Varud, who serves on a patient leadership panel at the Madison nursing home, said he is also concerned that the receiver overseeing the troubled Golden Living Centers is trying to move displaced patients from Madison to other homes that are part of the 18 facilities being run by the receiver.
"It really is a crisis. When you have 18 nursing facilities in receivership, that's never happened in the history of the state. You have two likely to close, and I don't believe they will be the last; they may be just the tip of the iceberg." Mark B. Deak, South Dakota Health Care Association
One town saves its nursing home
Rumors of bad news began to swirl quickly throughout the town of Selby in early October: the Good Samaritan Center nursing home in the town of 625 people was being targeted for closure.
The facility was run by the Evangelical Lutheran Good Samaritan Society of Sioux Falls, a regional operator of nursing homes. Good Samaritan is based in Sioux Falls and runs housing and health care facilities, including nursing homes, in 23 states.
Like other nursing home operators, Good Sam has faced headwinds in trying to maintain viable homes, said Aaron Woods, director of corporate communications.
“The environment we operate in is undergoing a period of unprecedented transformational change,” Woods wrote in an email. “We are committed to the communities we serve and will continue to monitor how all our locations perform.”
The Selby nursing home, like a few in Nebraska that have been closed recently by Good Samaritan, was not deemed viable.
The news sent shock waves through the small town, which would have faced the relocation of about 45 residents and the loss of 50 jobs.
“The people living there would have been hurt the most,” said Dan Biel, a Selby insurance agent who is now the president of the non-profit Walworth County Care Center group formed to run the nursing home. “But trying to move a 90-year-old person, that would have been the hardest part.”

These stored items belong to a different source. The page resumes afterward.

PR #840, opened 2022-09-22
Fix chunking util to never call for an empty chunk

josephschorr:
An empty chunk was being returned when the chunk size and overall size hit the same border. This could hit a panic in the new chunked check dispatch code


ecordell (approved):
LGTM

vroldanbet (approved):

jzelinskie:
and this is why you only ever have one implementation of chunking folks!

josephschorr:
> and this is why you only ever have one implementation of chunking folks!

We do! It just wasn't handling this case :P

A public meeting was called and about 450 people showed up. The community rallied to save the nearly 60-year-old facility. After negotiations with Good Samaritan, which has agreed to donate the building to the new nonprofit, the fledgling group hired a management firm to handle operations and raised $400,000 in donations in less than two months to keep the nursing home operational. Donations came from a farmer who sold a load of grain on the group’s behalf, from events like a walleye fry and an auction with a comedic hypnotist, and from a business owner whose family members previously lived in the nursing home and gave a major gift of seed money.
Biel said the process has been a whirlwind but so far appears to have a happy ending. Though employees had to accept a lesser insurance plan, most have stayed on, he said. Biel believes that as a standalone institution and with local oversight, the facility can be run more efficiently and more cheaply than Good Samaritan was able to accomplish.
He said the goal is to simply operate the home without a loss and use the new capital reserves for backup only when necessary.
“Obviously people wouldn’t be closing nursing homes if they were making money,” he said. “So, our main goal is we’d be doing dang good if we just broke even.”
The nursing home opened under its new nonprofit ownership on Dec. 1 much to the relief of the residents of the home and the community as a whole.
“The staff has really pulled together and rooted for each other, and the residents are extremely pleased they don’t have to move,” Biel said, noting that one resident of the home is 103 years old.